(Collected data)
......

PR #1424, opened 2024-02-18
Equipment Caching: Rework

### LINKED ISSUE #1091: [Hotreload] Hotreload breaks shops
Shops with standard items (not with manually selected items) are broken after hotreload. This is because the functions has to be called after a hotreload: https://github.com/TTT-2/TTT2/blob/master/gamemodes/terrortown/gamemode/client/cl_equip.lua#L1117-L1130

### LINKED ISSUE #1403: unarmed errors because it's ejected

TimGoll:
Fixes #1403 
Partly fixes some of #1091 (it does not fix this issue, it fixes a part of this issue, but after hotreload weapons are still missing (items are there) and everything is not buyable)

It looks like lots of changes, but I only moved things around. It is mostly the old code with renamed variables split into three functions. Notable changes:

- caching is now independant of eject and other changes, meaning that also `weapon_ttt_unarmed` has a cached icon
- caching now happens on every load / reload of the game instead of the first call this improved the first opening time of the shop for me by a lot
- it fixes the issue that the cache is not rebuilt on hoteload until the shop is reopened, improving some things mentioned in in 1091

### DIFF
--- a/gamemodes/terrortown/gamemode/client/cl_equip.lua
+++ b/gamemodes/terrortown/gamemode/client/cl_equip.lua
@@ -1195,40 +1195,6 @@ function GM:OnContextMenuOpen()
     end
 end
 
----
--- Caches the material or model
--- @param table item
--- @realm client
-function TTT2CacheEquipMaterials(item)
-    item.isValidEquipment = true
-
-    if item.material then
-        item.iconMaterial = Material(item.material)
-
-        if item.iconMaterial:IsError() then
-            -- setting fallback error material
-            item.iconMaterial = fallback_mat
-        end
-    elseif item.model then
-        -- do not use fallback mat and use model instead
-        item.itemModel = item.model
-    end
-
-    --if there is no sensible material and model, the item should probably not be editable in the equipment Editor
-    if item.material == "vgui/ttt/icon_id" and item.model == "models/weapons/w_bugbait.mdl" then
-        item.isValidEquipment = false
-    end
-end
-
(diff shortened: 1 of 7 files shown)


TimGoll:
This should fix the issue @EntranceJew was experiencing. Please confirm

saibotk (approved):
Very nice!

TimGoll:
> Looking good so far. Gonna check in detail at home.
> 
> Im only wondering if this is shopeditor only or if this actually should be done for shop or other parts as well. Because then I would move this to another namespace like shop or equipment related.

The shop UI already uses this, the shop backend has its own handling. Maybe one can unify this, but probably not in this PR

gamemodes/terrortown/gamemode/client/cl_equip.lua
```diff
@@ -1195,40 +1193,6 @@ function GM:OnContextMenuOpen()
     end
 end
 
----
--- Caches the material or model
--- @param table item
--- @realm client
-function TTT2CacheEquipMaterials(item)
```
ZenBre4ker, line 1202: This function is used in sh_main after a hotreload of a weapon you changed.

ZenBre4ker (changes requested):

ZenBre4ker (approved):
Fixed the only error I saw. Otherwise looking good and works for me.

......

#### [Task goal]
When the entries above are retyped, each line must stay exactly as it is.

#### [Your solution]
PR #1424, opened 2024-02-18
Equipment Caching: Rework

### LINKED ISSUE #1091: [Hotreload] Hotreload breaks shops
Shops with standard items (not with manually selected items) are broken after hotreload. This is because the functions has to be called after a hotreload: https://github.com/TTT-2/TTT2/blob/master/gamemodes/terrortown/gamemode/client/cl_equip.lua#L1117-L1130

### LINKED ISSUE #1403: unarmed errors because it's ejected

TimGoll:
Fixes #1403 
Partly fixes some of #1091 (it does not fix this issue, it fixes a part of this issue, but after hotreload weapons are still missing (items are there) and everything is not buyable)

It looks like lots of changes, but I only moved things around. It is mostly the old code with renamed variables split into three functions. Notable changes:

- caching is now independant of eject and other changes, meaning that also `weapon_ttt_unarmed` has a cached icon
- caching now happens on every load / reload of the game instead of the first call this improved the first opening time of the shop for me by a lot
- it fixes the issue that the cache is not rebuilt on hoteload until the shop is reopened, improving some things mentioned in in 1091

### DIFF
--- a/gamemodes/terrortown/gamemode/client/cl_equip.lua
+++ b/gamemodes/terrortown/gamemode/client/cl_equip.lua
@@ -1195,40 +1195,6 @@ function GM:OnContextMenuOpen()
     end
 end
 
----
--- Caches the material or model
--- @param table item
--- @realm client
-function TTT2CacheEquipMaterials(item)
-    item.isValidEquipment = true
-
-    if item.material then
-        item.iconMaterial = Material(item.material)
-
-        if item.iconMaterial:IsError() then
-            -- setting fallback error material
-            item.iconMaterial = fallback_mat
-        end
-    elseif item.model then
-        -- do not use fallback mat and use model instead
-        item.itemModel = item.model
-    end
-
-    --if there is no sensible material and model, the item should probably not be editable in the equipment Editor
-    if item.material == "vgui/ttt/icon_id" and item.model == "models/weapons/w_bugbait.mdl" then
-        item.isValidEquipment = false
-    end
-end
-
(diff shortened: 1 of 7 files shown)


TimGoll:
This should fix the issue @EntranceJew was experiencing. Please confirm

saibotk (approved):
Very nice!

TimGoll:
> Looking good so far. Gonna check in detail at home.
> 
> Im only wondering if this is shopeditor only or if this actually should be done for shop or other parts as well. Because then I would move this to another namespace like shop or equipment related.

The shop UI already uses this, the shop backend has its own handling. Maybe one can unify this, but probably not in this PR

gamemodes/terrortown/gamemode/client/cl_equip.lua
```diff
@@ -1195,40 +1193,6 @@ function GM:OnContextMenuOpen()
     end
 end
 
----
--- Caches the material or model
--- @param table item
--- @realm client
-function TTT2CacheEquipMaterials(item)
```
ZenBre4ker, line 1202: This function is used in sh_main after a hotreload of a weapon you changed.

ZenBre4ker (changes requested):

ZenBre4ker (approved):
Fixed the only error I saw. Otherwise looking good and works for me.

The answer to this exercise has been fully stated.